China’s leader Xi Jinping ordered that Gao be disciplined and he has been banned from speaking publicly for an unspecified period. The Securities Association of China warned brokerages in late December to ensure their economists “play a positive role” in boosting investor confidence.

China’s statistics bureau has defended its data practices, saying that data quality has improved over the years and that it has taken steps to ensure accuracy and investigate any misconduct during collection.
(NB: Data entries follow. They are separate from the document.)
Issue #8402, opened 2024-09-10
Container.withError


shykes:
## Problem

When you have a beautiful chain of 20 function calls, no error checking end-to-end... except the one in the middle, then you're forced to break your chain, plumb error checking all the way up... So much beauty ruined.

## Solution

Allow me to attach an error to the container, so that it is lazily returned to the caller, and I don't have to deal with error passing in my code.  Example:

```golang
func Beautiful(ctx context.Context) *dagger.Container {
  return dag.Container().
    Foo().
    Bar().
    Baz().
    With(func(c *dagger.Container) *dagger.Container {
      contents, err := c.
        WithExec([]string{"check", "the", "thing"}).
        File("the-thing-output.txt").
        Contents(ctx)
      if err != nil {
        return c.WithError(err)
      }
      if contents != "expected-thing" {
        return c.WithErrorf(fmt.Errorf("The thing wasn't the expected shape! Failed to check the thing"))
      }
      return c
    }).
    Bla().
    Bla().
    ChefsKiss()
}
```

jedevc:
Agreed, I previously considered whether we could *instead* have `WithErr` (naming tbd), which takes a `func (*dagger.Container) (*dagger.Container, error)`. I'd rather we don't *explicitly* embed errors into containers, but I'm struggling to explain why I think that pattern is less desirable.

Regardless of the interface, the error would then get surfaced in the next function in the chain which returns an `error`, and if one is not present, it would be exposed at the top level of the module.

I like the idea :tada:

---

After an error is returned, do all the later steps get skipped - including future `With`s? I would assume so. Kinda neatly, we're just building monadic do-notation in go with this :laughing:

PR #11222, opened 2025-10-11
Allow to raise errors with withErrorMessage

eunomie:
Rel #8402 

This PR adds a `withError` to `dagger.Container` and `dagger.Directory` objects.
If the argument sent to `withError` is not empty, the error will be raised.

This is particularly useful to raise errors in a self chainable way, like when using `with`.

```go
ctr = ctr.
	With(func(r *dagger.Container) *dagger.Container {
		ctr, ok = doSomething(r)
		if !ok {
			return r.WithError("not ok")
		}
		return ctr
	})
```

### DIFF
--- a/.changes/unreleased/Added-20251015-075538.yaml
+++ b/.changes/unreleased/Added-20251015-075538.yaml
@@ -1,0 +1,9 @@
+kind: Added
+body: |-
+    Allow to raise errors using withError.
+
+    This is for instance really useful from inside self-chainable blocks (using with) where an error can't be returned.
+time: 2025-10-15T07:55:38.141332-07:00
+custom:
+    Author: eunomie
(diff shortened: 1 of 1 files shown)


eunomie:
> TLDR: I think we should call it `WithError` and `Error`, instead of `WithErrorMessage` and `ErrorMessage`

OK, I can rename it and remove the go speficic implementation. That was my first version.
But what is `ErrorMessage` you mentioned that should be renamed to `Error`? Is that a field with the error you had in mind? Because for now the error is not stored anywhere, it's just raised immediately.

shykes:
Ah my bad. I thought it was lazy with a field. Then ignore my comment about a field :)

shykes (approved):

PR #11223, opened 2025-10-12
track and export to host directory origin

### LINKED ISSUE #11160: CLI exports Changeset to the wrong directory

vito:
fixes #11160

* [ ] Bikeshed API
  * Is "origin" too vague?
* [ ] Does this affect LLM's interpretation of a `Changeset` return value?

### DIFF
--- a/cmd/dagger/functions.go
+++ b/cmd/dagger/functions.go
@@ -718,9 +718,15 @@ func handleChangesetResponse(ctx context.Context, dag *dagger.Client, response a
 
 	var summary strings.Builder
 	var noChanges bool
+	var exportDest string = "."
 	if err := (func() (rerr error) {
 		ctx, span := Tracer().Start(ctx, "analyzing changes")
 		defer telemetry.End(span, func() error { return rerr })
+
+		// Try to get the origin path from the Before directory
+		if origin, err := changeset.Before().Origin(ctx); err == nil && origin != "" {
+			exportDest = origin
+		}
 
 		preview, err := idtui.PreviewPatch(ctx, changeset)
 		if err != nil {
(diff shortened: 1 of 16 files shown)


shykes:
Keeping this one on life support :)

PR #11229, opened 2025-10-13
Export introspection schema JSON for a module

eunomie:
Allow to export the introspection schema JSON for a module. This can be useful to debug engine/sdk features.

If you have a module initialized at `my/module` you can use it like:

```
host | directory 'my/module' | as-module | schema-json
```

For instance to get it on your host:

```
host | directory 'my/module' | as-module | schema-json | export schema.json
```

### DIFF
--- a/core/schema/module.go
+++ b/core/schema/module.go
@@ -643,7 +643,7 @@ func (s *moduleSchema) schemaJSON(
 	mod *core.Module,
 	args struct{},
 ) (dagql.Result[*core.File], error) {
-	return mod.Deps.SchemaIntrospectionJSONFile(ctx, []string{"Host"})
+	return mod.Deps.SchemaIntrospectionJSONFileForModule(ctx)
 }
 
 func (s *moduleSchema) moduleDependencies(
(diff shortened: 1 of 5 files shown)


eunomie:
cc @grouville

core/schema/module.go
```diff
@@ -635,6 +637,14 @@ func (s *moduleSchema) moduleUserDefaults(ctx context.Context, mod *core.Module,
 	return mod.UserDefaults(ctx)
 }
 
+func (s *moduleSchema) schemaJSON(
+	ctx context.Context,
+	mod *core.Module,
+	args struct{},
+) (dagql.Result[*core.File], error) {
+	return mod.Deps.SchemaIntrospectionJSONFile(ctx, []string{"Host"})
```
jedevc: We should move this magic string to a separate function, it feels a little fragile.

eunomie: The array of hidden types for modules has been extracted.
A new function specific for modules automatically hide those types.

PR #11234, opened 2025-10-14
chore: refactor file.Open to use execInMount

alexcb:
Rather than calling ref.ReadFile, which causes buildkit to do a mount/unmount each time Read() is called, instead mount the file and keep it open until the file is closed.
    
This change required refactoring execInMount into a new execInMountCloser which allows the mount to persist over multiple calls to Read().

### DIFF
--- a/core/file.go
+++ b/core/file.go
@@ -532,13 +532,19 @@ func (file *File) Open(ctx context.Context) (io.ReadCloser, error) {
 
 	filePath, err := containerdfs.RootPath(root, file.File)
 	if err != nil {
-		_, _ = closer(true)
+		_, closeErr := closer(true)
+		if closeErr != nil {
+			err = errors.Join(err, closeErr)
+		}
 		return nil, err
 	}
 
 	r, err := os.Open(filePath)
 	if err != nil {
-		_, _ = closer(true)
+		_, closeErr := closer(true)
+		if closeErr != nil {
+			err = errors.Join(err, closeErr)
+		}
 		return nil, err
 	}
 
--- a/core/util.go
+++ b/core/util.go
@@ -3,6 +3,7 @@ package core
 import (
 	"context"
 	"encoding/json"
+	"errors"
 	"fmt"
 	"io/fs"
 	"maps"
@@ -335,7 +336,10 @@ func MountRef(ctx context.Context, ref bkcache.Ref, g bksession.Group, f func(st
 	}
 	err = f(dir)
 	if err != nil {
-		_ = closer()
+		closeErr := closer()
+		if closeErr != nil {
+			err = errors.Join(err, closeErr)
+		}
 		return err
 	}
 	return closer()
@@ -494,7 +498,10 @@ func execInMount[T fileOrDirectory](ctx context.Context, obj T, f func(string) e
 	}
 	err = f(root)
 	if err != nil {
-		_, _ = closer(true)
+		_, closeErr := closer(true)
+		if closeErr != nil {
+			err = errors.Join(err, closeErr)
+		}
 		return nil, err
 	}
 	return closer(false)


alexcb:
This work relates to https://github.com/dagger/dagger/pull/10775#pullrequestreview-3180063804 ; however due to the container schema's `import` [function](https://github.com/alexcb/dagger/blob/09f6d9751deb2e6fa14db12902cac1b0df039ca2/core/schema/container.go#L2395-L2401), I had to maintain a reader interface which prevented me from deleting the `Open` method entirely.

core/util.go
```diff
@@ -319,53 +319,55 @@ func ptr[T any](v T) *T {
...
 }
 
-// ReadonlyMountRef is a utility for easily mounting a ref read-only.
+// MountRefCloser is a utility for mounting a ref.
 //
-// To simplify external logic, when the ref is nil, i.e. scratch, the callback
-// just receives a tmpdir that gets deleted when the function completes.
-func ReadonlyMountRef(ctx context.Context, ref bkcache.Ref, g bksession.Group, f func(string) error) error {
+// To simplify external logic, when the ref is nil, i.e. scratch, a tmpdir is created (and deleted when the closer func is called).
+
```
jedevc: mega nit:
```suggestion
//
```

so this shows up as one comment

core/util.go
```diff
@@ -319,53 +319,55 @@ func ptr[T any](v T) *T {
...
-		return err
+		return "", func() error { return nil }, err
 	}
 	lm := snapshot.LocalMounter(mount)
-	defer lm.Unmount()
-
 	dir, err := lm.Mount()
 	if err != nil {
-		return err
+		return "", func() error { return nil }, err
```
jedevc:
```suggestion
		return "", nil, err
```

core/util.go
```diff
@@ -481,61 +483,96 @@ type fileOrDirectory interface {
...
+		return nil, err
+	}
+	return closer(false)
+}
+
+// execInMountCloser evaluates an object and mounts the root fs and returns the mounted path and a closer, which will unmount
+// the file or directory object's root filesystem, and potentially return a modified object, if both the withSavedSnapshot option is specified and the abort flag was not set.
+// The abort flag is only used when the withSavedSnapshot option is specified.
+// NOTE: prefer execInMount where possible, unless finer-grained control of the filesystem mount is required.
+func execInMountCloser[T fileOrDirectory](ctx context.Context, obj T, optFns ...execInMountOptFn) (string, func(abort bool) (T, error), error) {
```
jedevc: Could readonly be a `execInMountOptFn`? To avoid it needing to propagate everywhere.

core/file.go
```diff
@@ -509,22 +509,54 @@ func (file *File) WithTimestamps(ctx context.Context, unix int) (*File, error) {
...
-	bk, err := query.Buildkit(ctx)
+
+	filePath, err := containerdfs.RootPath(root, file.File)
 	if err != nil {
-		return nil, fmt.Errorf("failed to get buildkit client: %w", err)
+		_, _ = closer(true)
+		return nil, err
 	}
 
-	fs, err := reffs.OpenDef(ctx, bk, file.LLB)
```
jedevc, line 522: Oof, this is such a cursed function lol.

Very tempted to suggest to keep pulling on this thread, and rip it out entirely - it also seems to be used in `resolveUIDGID` which seems like it could use the mount ref helpers.

core/file.go
```diff
@@ -509,22 +509,54 @@ func (file *File) WithTimestamps(ctx context.Context, unix int) (*File, error) {
...
+
+func (frc fileReadCloser) Close() error {
+	return frc.close()
+}
+
+var _ io.ReadCloser = fileReadCloser{}
+
 func (file *File) Open(ctx context.Context) (io.ReadCloser, error) {
-	query, err := CurrentQuery(ctx)
+	root, closer, err := execInMountCloser(ctx, file, allowNilBuildkitSession)
```
jedevc: nit: don't call this `execInMount` since it doesn't really exec anything itself. Maybe just `mountRef`? Or similar?

core/util.go
alexcb: good point -- I can also simplify other bits:

```
-               return "", noOpCloser, err
+               return "", nil, err
```

core/file.go
alexcb: good point. I renamed it to `mountObj`, since `MountRef` already exists (and is actually used by `mountObj`)

core/file.go
alexcb: noted! I'll add it to my TODO list, and tackle it in a separate PR.

core/util.go
alexcb: I removed the `ReadonlyMountRef` function, and added a `mountRefAsReadOnly` option.

The `mountObj` function (fka `execInMountCloser`), is different enough from `MountRef` (e.g. it also performs the snapshot call), so I decided to keep the opts structs separate. I did however plumb through the case where `!opt.commitSnapshot` will result in the readonly flag being set.

core/util.go
```diff
@@ -314,58 +314,63 @@ func ptr[T any](v T) *T {
...
 	if err != nil {
 		return err
 	}
-	lm := snapshot.LocalMounter(mount)
-	defer lm.Unmount()
-
-	dir, err := lm.Mount()
+	err = f(dir)
 	if err != nil {
+		_ = closer()
```
sipsma: nit: `errors.Join` instead? just in case it actually happens somehow

alexcb: good point -- I actually did that in one place, and oddly didn't think to do that everywhere :see_no_evil:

In February, Goldman Sachs came up with an alternative way of measuring China’s economic growth by crunching figures such as import data, which can be read as proxies for domestic spending. The thinking was that trade data get published frequently and is hard to fudge, since China’s trading partners also report those numbers.

That approach implied that China’s growth in 2024 averaged 3.7%. Using a different method, Rhodium Group, a New York-based research outfit, said growth was closer to 2.4% in 2024.

Vanishing act​

Presenting an image of stability is paramount for China’s Communist Party, especially now, with many middle-class Chinese worried about the future and the country entering uncharted territory in its competition with the U.S.

Often, the data that goes missing involves areas of high sensitivity or headaches for Beijing, such as the property market, whose collapse in recent years wiped out billions of dollars of household wealth and triggered protests by frustrated home buyers.

During the boom years, China’s developers furiously bought up land from local governments at sky-high prices. The transactions poured money into local governments’ coffers and signaled future development plans, a key driver of the economy.

The downturn began in 2021, after Beijing tightened credit on the sector. With home sales falling and real-estate developers going bankrupt, a Chinese think tank called Beike Research Institute released a report in 2022 that found the average housing vacancy rate among 28 Chinese cities was higher than the average in the U.S. and other places—a sign of oversupply.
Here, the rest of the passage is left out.